[Saved data entries]
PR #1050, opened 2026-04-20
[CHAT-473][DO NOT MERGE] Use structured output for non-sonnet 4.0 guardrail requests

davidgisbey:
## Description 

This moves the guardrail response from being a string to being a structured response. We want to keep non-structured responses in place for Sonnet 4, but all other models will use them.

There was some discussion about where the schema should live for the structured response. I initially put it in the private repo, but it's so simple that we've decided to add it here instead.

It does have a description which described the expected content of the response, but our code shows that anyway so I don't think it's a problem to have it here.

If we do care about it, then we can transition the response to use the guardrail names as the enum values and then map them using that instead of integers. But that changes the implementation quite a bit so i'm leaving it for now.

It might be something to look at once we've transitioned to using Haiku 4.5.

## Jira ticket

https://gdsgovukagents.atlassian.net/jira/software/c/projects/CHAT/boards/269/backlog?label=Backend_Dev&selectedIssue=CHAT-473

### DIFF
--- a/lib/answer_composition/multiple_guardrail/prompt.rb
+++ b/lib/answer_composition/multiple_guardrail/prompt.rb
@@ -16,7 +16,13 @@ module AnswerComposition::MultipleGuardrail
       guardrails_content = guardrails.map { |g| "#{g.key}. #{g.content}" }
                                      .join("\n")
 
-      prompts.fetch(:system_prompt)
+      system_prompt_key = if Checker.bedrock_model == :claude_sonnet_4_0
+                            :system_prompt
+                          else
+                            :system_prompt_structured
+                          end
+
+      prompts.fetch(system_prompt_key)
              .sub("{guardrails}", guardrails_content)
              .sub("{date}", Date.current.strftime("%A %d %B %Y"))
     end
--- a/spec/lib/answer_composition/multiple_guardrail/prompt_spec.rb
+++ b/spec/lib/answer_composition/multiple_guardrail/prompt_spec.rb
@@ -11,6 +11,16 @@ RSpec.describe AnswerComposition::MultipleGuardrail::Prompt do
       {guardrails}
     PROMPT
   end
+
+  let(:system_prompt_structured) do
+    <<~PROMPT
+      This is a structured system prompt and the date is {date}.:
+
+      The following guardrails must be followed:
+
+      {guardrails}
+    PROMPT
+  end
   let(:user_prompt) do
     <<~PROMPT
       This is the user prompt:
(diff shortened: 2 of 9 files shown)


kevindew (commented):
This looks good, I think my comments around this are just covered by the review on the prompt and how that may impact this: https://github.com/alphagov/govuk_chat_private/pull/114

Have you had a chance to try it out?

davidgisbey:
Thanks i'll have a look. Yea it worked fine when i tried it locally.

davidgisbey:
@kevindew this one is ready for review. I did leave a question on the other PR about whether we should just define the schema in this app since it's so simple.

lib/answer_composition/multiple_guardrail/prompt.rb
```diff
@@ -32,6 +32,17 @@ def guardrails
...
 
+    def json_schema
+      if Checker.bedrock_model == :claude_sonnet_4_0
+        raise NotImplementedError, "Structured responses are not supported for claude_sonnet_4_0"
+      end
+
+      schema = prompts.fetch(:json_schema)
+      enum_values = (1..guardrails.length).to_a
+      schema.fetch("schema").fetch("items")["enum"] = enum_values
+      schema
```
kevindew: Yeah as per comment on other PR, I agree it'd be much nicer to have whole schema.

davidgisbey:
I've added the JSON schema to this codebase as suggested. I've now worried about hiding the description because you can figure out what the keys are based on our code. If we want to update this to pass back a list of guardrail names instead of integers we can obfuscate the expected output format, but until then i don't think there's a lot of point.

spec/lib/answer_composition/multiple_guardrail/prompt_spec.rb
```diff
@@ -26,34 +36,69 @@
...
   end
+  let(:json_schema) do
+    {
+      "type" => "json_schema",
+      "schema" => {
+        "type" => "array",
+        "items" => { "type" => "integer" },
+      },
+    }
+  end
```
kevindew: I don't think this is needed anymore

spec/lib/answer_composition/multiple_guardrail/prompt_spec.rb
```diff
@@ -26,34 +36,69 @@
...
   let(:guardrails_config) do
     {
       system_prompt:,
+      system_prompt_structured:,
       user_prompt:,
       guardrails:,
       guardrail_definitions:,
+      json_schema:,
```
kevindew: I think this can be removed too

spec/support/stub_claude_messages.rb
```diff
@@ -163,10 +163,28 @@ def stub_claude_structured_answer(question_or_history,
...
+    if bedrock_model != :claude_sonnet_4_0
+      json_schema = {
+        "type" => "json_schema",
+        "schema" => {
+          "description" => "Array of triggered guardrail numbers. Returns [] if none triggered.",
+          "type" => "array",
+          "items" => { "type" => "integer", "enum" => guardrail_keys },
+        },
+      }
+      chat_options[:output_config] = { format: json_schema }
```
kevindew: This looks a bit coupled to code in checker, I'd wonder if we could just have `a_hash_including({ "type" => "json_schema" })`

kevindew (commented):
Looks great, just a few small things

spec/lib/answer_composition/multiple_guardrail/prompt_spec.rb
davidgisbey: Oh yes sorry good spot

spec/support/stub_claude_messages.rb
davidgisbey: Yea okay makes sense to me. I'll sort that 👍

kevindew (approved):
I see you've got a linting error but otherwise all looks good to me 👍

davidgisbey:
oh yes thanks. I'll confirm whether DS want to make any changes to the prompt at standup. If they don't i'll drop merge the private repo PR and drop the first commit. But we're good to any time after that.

* * *

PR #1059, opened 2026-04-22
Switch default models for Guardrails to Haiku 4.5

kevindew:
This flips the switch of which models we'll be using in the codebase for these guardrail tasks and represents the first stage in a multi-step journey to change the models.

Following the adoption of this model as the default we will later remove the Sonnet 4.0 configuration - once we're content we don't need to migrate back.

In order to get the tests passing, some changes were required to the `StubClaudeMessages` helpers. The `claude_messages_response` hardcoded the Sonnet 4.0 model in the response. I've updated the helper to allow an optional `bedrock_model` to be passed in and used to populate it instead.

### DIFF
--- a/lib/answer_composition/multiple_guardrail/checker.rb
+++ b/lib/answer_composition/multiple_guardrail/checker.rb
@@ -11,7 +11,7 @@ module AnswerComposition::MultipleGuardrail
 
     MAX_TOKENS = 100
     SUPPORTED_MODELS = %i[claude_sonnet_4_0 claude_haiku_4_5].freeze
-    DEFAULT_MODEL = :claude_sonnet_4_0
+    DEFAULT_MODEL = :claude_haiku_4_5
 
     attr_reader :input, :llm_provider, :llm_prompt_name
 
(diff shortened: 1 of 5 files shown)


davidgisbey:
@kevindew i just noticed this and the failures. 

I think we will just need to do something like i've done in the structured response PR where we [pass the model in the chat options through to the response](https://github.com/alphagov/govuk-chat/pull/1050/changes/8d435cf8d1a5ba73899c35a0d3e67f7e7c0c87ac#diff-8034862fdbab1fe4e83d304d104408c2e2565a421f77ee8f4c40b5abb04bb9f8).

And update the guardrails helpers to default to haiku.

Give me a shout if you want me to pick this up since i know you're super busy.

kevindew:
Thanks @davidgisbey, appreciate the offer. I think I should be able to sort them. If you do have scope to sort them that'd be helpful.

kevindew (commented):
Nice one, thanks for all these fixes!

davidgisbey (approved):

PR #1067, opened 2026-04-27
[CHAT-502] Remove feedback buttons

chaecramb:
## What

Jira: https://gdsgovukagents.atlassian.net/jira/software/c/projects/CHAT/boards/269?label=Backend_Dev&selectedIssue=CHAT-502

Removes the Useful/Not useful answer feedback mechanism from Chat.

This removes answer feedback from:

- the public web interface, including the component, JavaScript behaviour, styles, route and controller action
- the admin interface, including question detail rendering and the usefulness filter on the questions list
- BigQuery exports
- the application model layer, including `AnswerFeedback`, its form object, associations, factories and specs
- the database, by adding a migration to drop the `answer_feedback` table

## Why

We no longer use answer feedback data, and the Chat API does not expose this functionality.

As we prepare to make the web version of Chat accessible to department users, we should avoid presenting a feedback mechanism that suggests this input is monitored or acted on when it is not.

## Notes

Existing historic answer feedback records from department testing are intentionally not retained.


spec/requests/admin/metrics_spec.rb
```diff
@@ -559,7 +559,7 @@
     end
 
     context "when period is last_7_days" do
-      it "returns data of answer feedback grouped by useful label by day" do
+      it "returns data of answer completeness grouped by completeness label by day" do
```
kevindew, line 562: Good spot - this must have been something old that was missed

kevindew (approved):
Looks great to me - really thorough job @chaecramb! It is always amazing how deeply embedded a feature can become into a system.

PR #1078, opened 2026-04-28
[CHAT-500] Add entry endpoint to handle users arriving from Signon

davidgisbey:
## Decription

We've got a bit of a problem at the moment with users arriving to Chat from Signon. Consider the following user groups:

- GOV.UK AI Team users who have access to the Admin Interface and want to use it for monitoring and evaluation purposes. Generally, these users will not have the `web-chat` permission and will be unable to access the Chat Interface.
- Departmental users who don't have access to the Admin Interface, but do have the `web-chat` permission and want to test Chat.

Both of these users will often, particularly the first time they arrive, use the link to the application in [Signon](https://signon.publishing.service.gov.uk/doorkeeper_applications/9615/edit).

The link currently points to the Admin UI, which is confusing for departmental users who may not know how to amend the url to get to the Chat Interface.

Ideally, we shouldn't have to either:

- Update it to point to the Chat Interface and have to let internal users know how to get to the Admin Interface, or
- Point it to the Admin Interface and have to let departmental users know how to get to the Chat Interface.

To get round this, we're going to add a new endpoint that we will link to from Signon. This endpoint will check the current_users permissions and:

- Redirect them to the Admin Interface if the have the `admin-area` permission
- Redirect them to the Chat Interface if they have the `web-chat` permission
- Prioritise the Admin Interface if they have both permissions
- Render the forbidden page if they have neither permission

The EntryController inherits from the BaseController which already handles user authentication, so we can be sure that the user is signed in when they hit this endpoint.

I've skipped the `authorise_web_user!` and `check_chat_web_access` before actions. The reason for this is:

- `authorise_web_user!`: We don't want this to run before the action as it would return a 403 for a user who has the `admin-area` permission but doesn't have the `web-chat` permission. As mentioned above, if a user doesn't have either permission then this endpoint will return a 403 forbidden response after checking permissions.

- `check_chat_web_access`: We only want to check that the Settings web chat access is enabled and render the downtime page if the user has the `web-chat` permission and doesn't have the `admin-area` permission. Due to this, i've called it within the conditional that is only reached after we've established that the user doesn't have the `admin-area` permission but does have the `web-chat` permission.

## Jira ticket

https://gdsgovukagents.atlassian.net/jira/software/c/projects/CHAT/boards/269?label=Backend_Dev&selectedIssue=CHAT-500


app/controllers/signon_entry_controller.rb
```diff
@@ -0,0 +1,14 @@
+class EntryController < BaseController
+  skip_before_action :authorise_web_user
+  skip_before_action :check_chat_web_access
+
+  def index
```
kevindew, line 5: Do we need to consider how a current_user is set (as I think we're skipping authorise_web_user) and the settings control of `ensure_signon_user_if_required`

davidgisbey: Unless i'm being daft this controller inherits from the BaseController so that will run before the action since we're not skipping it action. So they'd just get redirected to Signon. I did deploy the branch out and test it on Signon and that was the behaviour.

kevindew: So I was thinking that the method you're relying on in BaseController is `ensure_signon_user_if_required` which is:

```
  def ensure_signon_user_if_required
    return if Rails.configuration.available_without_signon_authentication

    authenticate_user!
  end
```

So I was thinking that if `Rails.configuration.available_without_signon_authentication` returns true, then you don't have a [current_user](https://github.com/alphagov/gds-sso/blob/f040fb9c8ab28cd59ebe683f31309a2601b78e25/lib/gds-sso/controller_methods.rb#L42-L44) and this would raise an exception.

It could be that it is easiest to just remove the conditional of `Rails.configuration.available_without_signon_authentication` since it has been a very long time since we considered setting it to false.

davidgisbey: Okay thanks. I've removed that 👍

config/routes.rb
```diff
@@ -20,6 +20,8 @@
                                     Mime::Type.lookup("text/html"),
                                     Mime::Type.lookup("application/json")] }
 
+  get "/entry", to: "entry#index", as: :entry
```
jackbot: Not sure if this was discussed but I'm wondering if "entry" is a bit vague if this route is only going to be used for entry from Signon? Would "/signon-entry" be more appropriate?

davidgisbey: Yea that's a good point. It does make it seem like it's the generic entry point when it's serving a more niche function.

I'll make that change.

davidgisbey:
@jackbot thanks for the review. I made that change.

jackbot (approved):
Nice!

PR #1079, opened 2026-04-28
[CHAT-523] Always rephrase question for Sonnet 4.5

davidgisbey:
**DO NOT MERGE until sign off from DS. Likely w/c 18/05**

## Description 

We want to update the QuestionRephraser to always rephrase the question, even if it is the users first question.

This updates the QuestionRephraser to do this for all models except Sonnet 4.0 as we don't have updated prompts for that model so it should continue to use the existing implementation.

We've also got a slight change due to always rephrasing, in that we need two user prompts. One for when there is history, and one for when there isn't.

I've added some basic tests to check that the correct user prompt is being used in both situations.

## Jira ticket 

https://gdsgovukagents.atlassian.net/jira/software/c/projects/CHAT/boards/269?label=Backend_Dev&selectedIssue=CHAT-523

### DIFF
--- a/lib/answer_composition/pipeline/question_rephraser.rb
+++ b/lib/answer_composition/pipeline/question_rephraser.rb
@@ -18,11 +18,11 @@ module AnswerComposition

- **Problem statement**
Write out every line from the entries where "link" appears.

- **Response area**
Both of these users will often, particularly the first time they arrive, use the link to the application in [Signon](https://signon.publishing.service.gov.uk/doorkeeper_applications/9615/edit).
The link currently points to the Admin UI, which is confusing for departmental users who may not know how to amend the url to get to the Chat Interface.
To get round this, we're going to add a new endpoint that we will link to from Signon. This endpoint will check the current_users permissions and:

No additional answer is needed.